0%

# Problem 352

Blood tests

Each one of the 25 sheep in a flock must be tested for a rare virus, known to affect 2% of the sheep population. An accurate and extremely sensitive PCR test exists for blood samples, producing a clear positive / negative result, but it is very time-consuming and expensive.

Because of the high cost, the vet-in-charge suggests that instead of performing 25 separate tests, the following procedure can be used instead:

The sheep are split into 5 groups of 5 sheep in each group. For each group, the 5 samples are mixed together and a single test is performed. Then,

• If the result is negative, all the sheep in that group are deemed to be virus-free.
• If the result is positive, 5 additional tests will be performed (a separate test for each animal) to determine the affected individual(s).

Since the probability of infection for any specific animal is only 0.02, the first test (on the pooled samples) for each group will be:

• Negative (and no more tests needed) with probability 0.985 = 0.9039207968.
• Positive (5 additional tests needed) with probability 1 - 0.9039207968 = 0.0960792032.

Thus, the expected number of tests for each group is 1 + 0.0960792032 × 5 = 1.480396016.
Consequently, all 5 groups can be screened using an average of only 1.480396016 × 5 = 7.40198008 tests, which represents a huge saving of more than 70% !

Although the scheme we have just described seems to be very efficient, it can still be improved considerably (always assuming that the test is sufficiently sensitive and that there are no adverse effects caused by mixing different samples). E.g.:

• We may start by running a test on a mixture of all the 25 samples. It can be verified that in about 60.35% of the cases this test will be negative, thus no more tests will be needed.

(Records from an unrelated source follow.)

PR #395, opened 2025-04-03
CT e2e

hsergi:
## Describe your changes
I have implemented an e2e for the CT calibration file as agreed in the past weeks. Note: There's a separate e2e test for the CT map (CT map uses a CT cal file to get its results)

## Type of change
- New feature (non-breaking change which adds functionality)
## Reference any relevant issues (don't forget the #)
#372 

## Checklist before requesting a review
- [x] I have linted my code
- [x] I have verified that all unit tests pass in a clean environment and added new unit tests, as needed
- [x] I have verified that all docstrings are properly formatted and added new documentation, as needed
- [ ] I have filled out the Unit Test Definition Table on confluence, as needed

Issue #373, opened 2025-03-26
Create e2e test for CT map


hsergi:
**Is your feature request related to a problem? Please describe.**
We need an e2e test for the CT map, starting with mock data and using the walker

**Additional context**

See #346

PR #400, opened 2025-04-09
CT map e2e

hsergi:
## Describe your changes
I have implemented an e2e for the CT map alone. The CT cal file e2e test is dealt with in #395.
 
## Type of change

CT map e2e issue: #373 

- [x] I have linted my code


corgidrp/recipe_templates/l3_to_corethroughput_map.json
```diff
@@ -0,0 +1,24 @@
+{
+    "name" : "l3_to_corethroughput_map",
```
semaphoreP, line 2: this should be l2b_to_corethroughput_map. The steps are fine, we are just starting from L2b (divide by exptime is a l2b_to_l3 step).

corgidrp/recipe_templates/l3_to_corethroughput_map.json
```diff
@@ -0,0 +1,24 @@
...
+            "name": "divide_by_exptime"
+        },
+        {
+            "name" : "CreateCTMap",
+            "calibs": {
+                "FpamFsamCal": "AUTOMATIC",
+                "CoreThroughputCalibration" : "AUTOMATIC"
+            },
+              "keywords" : {
+                "save" : true
```
semaphoreP, line 20: In general, all of the save steps are being done by the walker, not by the step function, because only the walker currently knows the outputdir (we don't want to save to the default_cal_dir, except for a few default calibrations that don't depend on real data).

This is a bigger change, but can we make a CTMap class in data.py, have CreateCTMap output that, and use the "save" step in the pipeline to save the CTMap rather than it being a bool in the step function.

semaphoreP (commented):
Hi Sergi, I just have one main comment that to align with corgidrp data saving philosophy, we should be doing the save function as an independent step (just like all other recipes). As such, the CTMap needs to be a data class so we can save it.

corgidrp/recipe_templates/l3_to_corethroughput_map.json
hsergi: It was agreed at UCSB with @maxwellmb that CTmap would be an exception due to the scope and use of the CT map itself. That is, the CT map is not a calibration product -as can be seen from Confluence.

maxwellmb: Yes, this is 100% my fault in the way that I described this. I was thinking originally that this would be more like a TDA-like product, but that doesn't really work with a recipe like this. So I think Jason is correct here about the infrastructure of the DRP and that in the end it would make sense to make a CTMap class. It doesn't have to be anything fancy, and should be relatively quick to model off the existing classes. My apologies for leading us in the wrong direction.

hsergi: Should I include in this PR the changes in the ct_map UT? Or in a separate PR?

hsergi: @semaphoreP It can be reviewed again. UT changed. I changed some other suggestions that were not high priority (syntax for the name of the function, folder to use with UT different to default's corgidrp folder)

corgidrp/recipe_templates/l3_to_corethroughput_map.json
semaphoreP: @hsergi can you change the name of this recipe to l2a_*? Last comment from me.

hsergi: I changed it to "l2a_to_corethroughput_map.json"

semaphoreP (approved):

Further testing will only be required for the remaining 39.65% of the cases.
• If we know that at least one animal in a group of 5 is infected and the first 4 individual tests come out negative, there is no need to run a test on the fifth animal (we know that it must be infected).
• We can try a different number of groups / different number of animals in each group, adjusting those numbers at each level so that the total expected number of tests will be minimised.

To simplify the very wide range of possibilities, there is one restriction we place when devising the most cost-efficient testing scheme: whenever we start with a mixed sample, all the sheep contributing to that sample must be fully screened (i.e. a verdict of infected / virus-free must be reached for all of them) before we start examining any other animals.

For the current example, it turns out that the most cost-efficient testing scheme (we’ll call it the optimal strategy) requires an average of just 4.155452 tests!

Using the optimal strategy, let T(s,p) represent the average number of tests needed to screen a flock of s sheep for a virus having probability p to be present in any individual.
Thus, rounded to six decimal places, T(25, 0.02) = 4.155452 and T(25, 0.10) = 12.702124.

Find ΣT(10000, p) for p=0.01, 0.02, 0.03, … 0.50.

• 如果结果呈阴性，这一组中所有的羊一定都没有感染病毒。
• 如果结果呈阳性，再进行5次检测（每只羊一次）以确认被感染的个体。

• 有0.985 = 0.9039207968的概率为阴性（不需要再进行检测）。
• 有1 - 0.9039207968 = 0.0960792032的概率为阳性（需要再进行5次检测）。

• 我们可以在一开始先混合所有25份血液样品进行一次检测。可以验证，在大约60.35%的情况下，检测结果会是阴性，因此不需要再进行更多的检测。只有在剩下的39.65%的情况下需要进一步检测。
• 如果我们知道在一组5只羊中至少有一只感染了病毒，而前4只的检测结果均为阴性，那么就不需要对第五只羊进行检测（我们知道它一定被感染了）。
• 我们可以尝试其它的组数或每组的羊数，通过调整这些数目使得期望总检测数最小。